Ставрополь до октябрьского переворота был купеческим городом, а не кулацким. Торговлей славились и волостные села Хрящевка, Ягодное, Ташелка, Нижнее Санчелеево, Узюково. Если бы в мятеже участвовали только кулаки, то есть самые крепкие, работящие крестьяне, и соответственно только они пострадали от карающей десницы пролетарской диктатуры, то это был бы обычный эпизод классовой борьбы, каким полна история. Но трагизм «чапанки» в том и состоит, что под карающий меч властей угодили и середняки, и даже бедняцкая часть крестьянства, которая тоже выступила против продразверстки»…
Ну, а финал этой истории известен: крестьянское восстание было подавлено со средневековой жестокостью.
«Сельский хозяин отлично понял существо нового «правопорядка» и стал создавать потребный ему минимум продуктов. В результате… исключалась возможность накопления продовольственных запасов, а надеяться, кроме себя, крестьянину было не на кого», – продолжил я цитировать Петра Струве в своей статье в «Столице».

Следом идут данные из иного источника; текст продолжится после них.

PR #207, opened 2024-02-13
contracts-stylus: darkpool: use `permit2` for deposits

akirillo:
This PR changes the Darkpool contract implementation to pull in deposits through the `permit2` contract, expecting a calldata-serialized Permit2 message and signature to be passed alongside the other arguments to `update_wallet`.

We use the [`permitTransferFrom` method](https://docs.uniswap.org/contracts/permit2/reference/signature-transfer#single-permittransferfrom) on the Permit2 contract. A good overview of the Permit2 pattern can be found [here](https://github.com/dragonfly-xyz/useful-solidity-patterns/tree/main/patterns/permit2).

Testing is deferred to the next PR for brevity.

В итоге в начале 1920-х сельчане оказались совершенно беззащитны перед неурожаем. Он только довершил то, что не успели сделать большевики.
Сергей Мельник
_______________
* На референдуме за или против сохранения СССР 17 марта 1991 за сохранение СССР проголосовали 83,7% жителей Ставропольского района, в среднем по стране – 76,4%.
** Историк Сергей Мельгунов в своих работах приводит такие цифры: по его подсчетам, число умерших от голода и болезней на территории бывшей Российской Империи в первые послеоктябрьские годы (1917–1922) составляло около 13 миллионов человек.
*** Столица. – 1991. – № 44. – с. 54-56.